To help set the right framing, you can make people’s integer levels (and associated titles) public, but don’t make their full rating matrix public. It’s okay for Suzie and Richard to know that they’re both Level 3, even if Suzie thinks she’s a bit better than Richard. It’s unproductive for Richard to obsess over whether it’s fair that he’s really a Level 2 verbal communicator when he knows Suzie is rated as a Level 4 communicator.
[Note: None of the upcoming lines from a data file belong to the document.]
PR #7066, opened 2025-03-23
Add Fuga Network

fuga-one:
Add Fuga Network

### DIFF
--- a/_data/chains/eip155-1732.json
+++ b/_data/chains/eip155-1732.json
@@ -1,0 +1,23 @@
+{
+  "name": "Fuga Mainnet",
+  "chain": "Fuga",
+  "rpc": ["https://rpc.fuga.blue"],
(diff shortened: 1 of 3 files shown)


ligi (changes requested):
The explorer https://explorer.fuga.blue does not show anything

fuga-one:
Hi, ligi.

The block explorer is currently under construction and is not yet available for viewing. 
This PR is submitted solely to reserve the ChainID. 
Would it be possible to register only the chainId before the block explorer is built?

ligi:
yea - remove the explorers and add status incubating

fuga-one:
Thank you for your guidance. 
I have now removed the explorers value and added the status field.
Could you please review it again ?

fuga-one:
I updated the source code again, so please check it.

Another minor but probably useful technique that was suggested to me is to call this entire system a “growth framework” instead of a “leveling framework”. I disregarded that advice and initially introduced it to the team as a leveling framework, but have since mostly referred to it internally as “our career growth framework”.

I personally prefer the term “level” because I think it’s more clear about what the system literally is. But “growth framework” seems to have less baggage and to generally promote a healthier reception among the team (particularly, it reduces the inclination to think about leveling as equivalent to ranking).

See You In Six Months

I’m sure I missed some learnings, and I’m sure I’ll learn a lot more over the coming months and years as I get to see this system play out over time (and perhaps I’ll have an update to this post to write then). But I think it’s worth sharing these early lessons in hopes that someone reading this can learn from and avoid some of my mistakes.

Obviously I’ve spent a lot of time thinking about this topic, so I’d be happy to chat with anyone else who’s thinking about rolling out a framework. I got quite a bit of advice and input from friends and peers as I was planning this roll out. I’d be happy for the chance to pay that help forward!